Here we see the noisy observations as circles, and the noise-free function in blue that we wish to find.

Now, let’s specify a GP prior over the latent noise-free function, $$f(x)\sim \mathcal{GP}(m,k)$$. We’ll use a mean function $$m(x) = 0$$, and an RBF covariance function (kernel)

(18.3.9)$k(x_i,x_j) = a^2\exp\left(-\frac{1}{2\ell^2}||x-x'||^2\right).$
mean = np.zeros(test_x.shape[0])
cov = d2l.rbfkernel(test_x, test_x, ls=0.2)


We’ve started with a length-scale of 0.2. Before we fit the data, it’s important to consider whether we’ve specified a reasonable prior. Let’s visualize some sample functions from this prior, as well as the 95% credible set (we believe there’s a 95% chance that the true function is within this region).

prior_samples = np.random.multivariate_normal(mean=mean, cov=cov, size=5)
d2l.plt.plot(test_x, prior_samples.T, color='black', alpha=0.5)
d2l.plt.plot(test_x, mean, linewidth=2.)
d2l.plt.fill_between(test_x, mean - 2 * np.diag(cov), mean + 2 * np.diag(cov),
alpha=0.25)
d2l.plt.show()


Do these samples look reasonable? Are the high-level properties of the functions aligned with the type of data we are trying to model?

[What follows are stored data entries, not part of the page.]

Issue #323, opened 2026-09-08
Adopt keep-a-changelog: agreeing the fine tuning before the rewrite


danielplohmann:
@r0ny123 suggested adopting [keep-a-changelog](https://github.com/olivierlacan/keep-a-changelog), and **the decision is yes** — for SMDA and for MCRIT, so the two stay consistent. What is open is the fine tuning, and a few of those choices are load-bearing rather than cosmetic. Opening this for your input on the six below before anything is written.

## Why, in one paragraph

Not the formatting. **The `Unreleased` section.** Right now #319 exists as a long-lived draft PR purely because there is nowhere to accumulate entries, and you [declined to touch `CHANGELOG.md` in #311](https://github.com/danielplohmann/smda/pull/311) for exactly that reason — "its entries are per released version and there is no unreleased section, so adding one means choosing a version number, and that is yours." The consequence is that every changelog line gets written by one person at release time, reconstructed from merge commits days later. That is the "commit log diff" anti-pattern the spec warns about, done by hand. With an `Unreleased` section each PR writes its own line at merge time, while whoever made the change still remembers the caveat.

---

## 1. History: don't convert it

192 entries going back to 2018-07-01. Converting them is large, low-value, and translation loses nuance.

Proposal: start the new format at `[Unreleased]`, and put everything from v4.5.1 down under a final `## Older releases` heading, **verbatim**. The spec's "an entry for every version" is still satisfied — they are all still there, just in the old one-line shape.

While we are in there, three genuine filing errors that the strict format would surface anyway:

| | |
|---|---|
| `v1.0.0` (2018-07-01) is filed at line 186, **above** the v1.9.16–v1.9.11 block | plainly misfiled; belongs at the bottom |
| `v4.4.0` (2026-07-26) listed above `v4.3.11` (2026-07-28) | legitimate — a patch on an older line released after the newer minor |
| `v3.1.0` (2026-05-26) above `v3.0.2` (2026-06-01) | same |

Only the first is a mistake. But the last two force a decision: **order by version or by date?** The spec says latest first without saying which. I lean version order with the real date kept, since that is what a reader of a maintenance release expects.

## 2. Do NOT claim semver — this is the one I would get wrong by default

The keep-a-changelog header template asserts adherence to Semantic Versioning. **SMDA does not follow it**, and saying so would be a false claim rather than an aspiration:

[...]

PR #327, opened 2026-09-10
feat(common): refuse a candidate the image declares interior, not only a gap one

### LINKED ISSUE #324: AArch64 ELF: 96% of function-start false positives fall inside a range .eh_frame already declares
On the 72-cell built AArch64 ELF corpus, **5,899 of master's 6,129 function-start false positives (96.2%) fall strictly inside a function range the image's own `.eh_frame` already declares**. They are not unnamed functions — they are the engine splitting a routine the unwind data delimits. **Zero of the 59,365 true positives lies strictly inside a declared FDE**, so refusing them costs no recall on this corpus.

Measured against `6240b74`, both arms on the same machine, exact-address match, truth is the unstripped link's `STT_FUNC` plus PLT:

| arm | TP | FP | FN | PPV | TPR | F1 |
|---|---|---|---|---|---|---|
| master `6240b74` | 59,365 | 6,129 | 961 | 90.642 | 98.407 | 94.365 |
| + refuse a candidate strictly interior to a declared FDE | 59,365 | **230** | 961 | **99.614** | 98.407 | **99.007** |

Micro (pooled) figures. The same tree's macro means are PPV 91.497 / TPR 97.705, which is the master baseline #300 reports, reproduced here independently.

## Why this is not already covered

#300 adds `USE_ELF_FDE_INTERIOR_GAPS`, which refuses on exactly this evidence, and it is worth −1,846 false positives there. But it is reached only from the gap scan — it tests `self.gap_pointer`, so candidates from the prologue scan, from branch targets, and from the tailcall paths never meet it. Measured on that branch, the interior population that survives it is:

| tree / arm | FP | of which strictly interior to a declared FDE |
|---|---|---|
| master `6240b74` | 6,129 | 5,899 |
| #300 branch, default config | 2,484 | 2,245 |
| #300 branch + `USE_ELF_EH_FRAME_CANDIDATES` | 2,399 | 2,159 |

So the rule as written catches under half of what its own evidence source could refuse. This issue is about widening where it is consulted, not about a new heuristic — and it is complementary to #300 rather than a competing version of it.

## What is left afterwards

The 230 survivors on master are a short list, and none of them needs `.eh_frame`:

| class | n | note |
|---|---|---|
| data decoded as code | 106 | not in an executable section at all — no section, `.gcc_except_table`, `.rodata`, `.dynsym`, `.rela.dyn` |
| PLT entries | 60 | 58 of them are PLT0, the resolver trampoline, which is never a function |
| erratum-843419 stub headers | 39 | see below |
| other `.text`, outside any FDE | 25 | |

The third class is worth naming because it is linker furniture rather than anything the compiler emitted. When `ld` applies the Cortex-A53 erratum 843419 workaround it emits a stub section, pads it to a multiple of 0x1000, and writes `b .+0x1000 ; nop` at its head so fall-through skips the veneers. That 8-byte header is what gets booked as a function. Confirmed structurally across all 43 sites in the corpus: 43/43 are followed by a veneer at header+8 and then zero padding to the page boundary, and 43/43 have zero incoming references. One worked example:

```
0xbdffc  adrp x0, #0x3df000     ADRP at page offset 0xffc — the erratum trigger
0xbe000  ldr  x0, [x0, #0xfd0]
0xbe004  b    #0xbe938          the load, replaced by a branch to the veneer
0xbe008  str  x1, [sp, #0x188]  resume point
...
0xbe930  b    #0xbf930          stub-section header  <-- booked as a function start
0xbe934  nop
0xbe938  ldr  x1, [x0]          the relocated load
0xbe93c  b    #0xbe008          branch back
```

In 37 of the 43 the stub is dead — the veneer was allocated but the erratum site was never patched, so the original instruction is still in place. The symbol table names the veneer in exactly the 6 live cases and names the header in none of the 43, so the ground truth is right to omit them.

## Caveats

The rule is ELF-only, so PE and Mach-O corpora have to come out bit-identical as the control, the same shape of control #300 uses for its own `.eh_frame` rules. It also inherits whatever the FDE decoder gets wrong: an over-long decoded range would swallow a real function start. The 0-of-59,365 result is evidence that does not happen on this corpus, and the decoder was cross-checked against an independent DWARF implementation (below), but it is the failure mode to watch.

The corpus is C/C++ built by one gcc generation. It says nothing about hand-written assembly with no unwind data, which is the population where an interior test has nothing to consult.

## How this was measured

Three legs that do not share an implementation:

- SMDA's own `EhFrameDecoder`, the parser the existing flags use.
- `llvm-objdump --dwarf=frames`, an independent DWARF implementation. It agrees with `EhFrameDecoder` on **all 55,901 FDE records across all 72 binaries, with zero cells differing**, and reproduces the table above exactly.
- IDA Pro 9.3 autoanalysis over the 72 stripped binaries, as a function-start oracle independent of both. It places the great majority of the interior population inside a function body rather than at a start, and finds an incoming call reference for none of it.

Corpus, truth and per-binary predicted sets are the same ones referenced from #300.

r0ny123:
Closes #324.

`USE_ELF_FDE_INTERIOR_GAPS` refuses a candidate that opens strictly inside a range the image's own `.eh_frame` declares. It is reached only from the gap scan — it tests `self.gap_pointer` — so candidates from the prologue scan, from branch targets and from the tailcall paths never meet it. On the 72-cell AArch64 ELF corpus, 2,245 of the 2,484 false positives still standing after #300 are interior to a declared range, and **not one of them is a gap candidate**: 1,213 come from the initial seeding scans and 1,001 carry a call reference.

This asks the same question at the point analysis is about to begin on a candidate, whatever seeded it. Nothing new is read from the image and no heuristic is added; the evidence and the rule are the ones already shipped.

## The guards

Both of the gap rule's conditions apply unchanged. A PLT is exempt, because the whole table sits under one FDE and the range test would read every stub after the first as interior to it. And the range's own start has to be a recovered function, because an FDE can begin in the alignment padding ahead of its function, which leaves the real entry a few bytes in interior to nothing.

**A third is new, and the corpus is what found it.** A declared range can reach past everything its function's control flow actually arrives at. Refusing an address out there discards bytes nothing else claims — along with any reference only those bytes carry. Without this guard the AArch64 corpus loses three true positives, and all three are the same shape: a real function whose only incoming reference sits in the unreached tail of another function's declared range. In `brotli_gcc-arm64_O2-static` the entry point's FDE is `[0x401e40, 0x401e7c)`, its control flow stops before `0x401e78`, and the `bl` at that address is the only thing naming the real function at `0x400600`.

Requiring the owner's own recovered extent to surround the address costs 163 of the refusals and returns all three. It is also most of why Rust comes out unchanged.

## Measured

Against compiler symbol tables, `master` `e9dfe5f` → this branch, both trees run back to back on the same machine. Re-measured after the rebase onto #325; the figures are unchanged, which is expected since that PR's one behaviour change is PE-only and this rule is ELF-only. **No corpus loses a true positive.**

| corpus | n | PPV | TPR | ΔFP | ΔTP |
|---|---|---|---|---|---|
| Built C/C++ AArch64 ELF | 72 | 95.994 → **97.063** | 98.657 | **−683** | 0 |
| Built C/C++ ELF (gcc, clang) | 140 | 98.903 → **98.969** | unchanged | **−77** | 0 |
| Built C/C++ MinGW PE | 120 | bit-identical | bit-identical | 0 | 0 |
| Built Rust (gnu targets) | 24 | bit-identical | bit-identical | 0 | 0 |
| Built Go (pclntab truth) | 23 | bit-identical | bit-identical | 0 | 0 |
| ARM64 Mach-O (`LC_FUNCTION_STARTS`) | 11 | bit-identical | bit-identical | 0 | 0 |
| Malpedia dumps (`.fnmap` truth) | 57 | bit-identical | bit-identical | 0 | 0 |

Micro (pooled) figures; TP and FN are identical in every row. The four bit-identical rows are the control, not filler: 120 PE cells, 23 Go, 11 Mach-O and 57 memory dumps carry no `.eh_frame`, so any movement there would have meant the rule firing where it has no business firing.

**Rust is bit-identical for a reason, not because the rule is inert there.** Its images decode their ranges — 740 FDEs on the first cell — and 25 of that cell's 26 false positives *are* interior to one. The guards decline all of them: over its first four cells, 78 of 94 on the owner's recovered extent and the other 12 on the owner not being recovered.

The rule never refuses an address the image names. Across the four densest AArch64 cells it refuses 4,070 addresses and every one is inferred-only — not a symbol, not an exception record, not language metadata, not a gap or tailcall candidate.

Analysis is slightly faster, because a refused candidate is one nothing then analyses: `zlib_gcc-arm64_O2-static` 1.26s → 1.19s, `lua_gcc-arm64_O2-static` 2.04s → 1.92s (median of 3).

## Tests

Nine new cases in `tests/testFdeInteriorGaps.py`. Eight drive `declaredInteriorOwner` directly, one condition each, and the ninth covers the wiring: it claims one address the fixture does recover and asserts analysis then declines it. Each was checked to fail when the guard it describes is removed, and only that one — dropping the extent guard fails two, the PLT exemption one, the recovered-owner condition one, and removing the call site fails the wiring case.

The bundled fixtures reach the gap scan's own refusal or the collision check before this arm sees anything, which is why the wiring case claims an address rather than asserting over what the fixture happens to drop. An earlier version of it asserted over the recovered set and passed with the feature removed; that is why it is written this way.

This file also had `unittest.main()` sitting above a test class, so running it directly never defined `FdeInteriorGapRuleAArch64Test`. Moved to the end.

- `python -m pytest tests/` → **2,069 passed, 1 skipped, 2,593 subtests**
- `make typecheck` → exit 0, 0 error-level diagnostics
- Diff coverage against this PR's base → **100%** (16 lines, 0 missing)

No bundled fixture baseline moves.

## One sibling, deliberately left out

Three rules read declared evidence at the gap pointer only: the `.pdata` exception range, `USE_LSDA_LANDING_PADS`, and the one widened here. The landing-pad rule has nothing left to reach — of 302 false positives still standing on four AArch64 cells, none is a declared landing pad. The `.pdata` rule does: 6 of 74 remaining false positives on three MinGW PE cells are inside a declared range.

Now let’s form the mean and variance of the posterior predictive distribution at any arbitrary test point $$x_*$$.

(18.3.10)$\bar{f}_{*} = K(x, x_*)^T (K(x, x) + \sigma^2 I)^{-1}y$
(18.3.11)$V(f_{*}) = K(x_*, x_*) - K(x, x_*)^T (K(x, x) + \sigma^2 I)^{-1}K(x, x_*)$

Before we make predictions, we should learn our kernel hyperparameters $$\theta$$ and noise variance $$\sigma^2$$. Let’s initialize our length-scale at 0.75, as our prior functions looked too quickly varying compared to the data we are fitting. We’ll also guess a noise standard deviation $$\sigma$$ of 0.75.

In order to learn these parameters, we’ll maximize the marginal likelihood with respect to these parameters.

(18.3.12)$\log p(y | X) = \log \int p(y | f, X)p(f | X)df$
(18.3.13)$\log p(y | X) = -\frac{1}{2}y^T(K(x, x) + \sigma^2 I)^{-1}y - \frac{1}{2}\log |K(x, x) + \sigma^2 I| - \frac{n}{2}\log 2\pi$

Perhaps our prior functions were too quickly varying. Let’s guess a length-scale of 0.4. We’ll also guess a noise standard deviation of 0.75. These are simply hyperparameter initializations — we’ll learn these parameters from the marginal likelihood.

ell_est = 0.4
post_sig_est = 0.5

def neg_MLL(pars):
K = d2l.rbfkernel(train_x, train_x, ls=pars[0])
kernel_term = -0.5 * train_y @ \
np.linalg.inv(K + pars[1] ** 2 * np.eye(train_x.shape[0])) @ train_y
logdet = -0.5 * np.log(np.linalg.det(K + pars[1] ** 2 * \
np.eye(train_x.shape[0])))
const = -train_x.shape[0] / 2. * np.log(2 * np.pi)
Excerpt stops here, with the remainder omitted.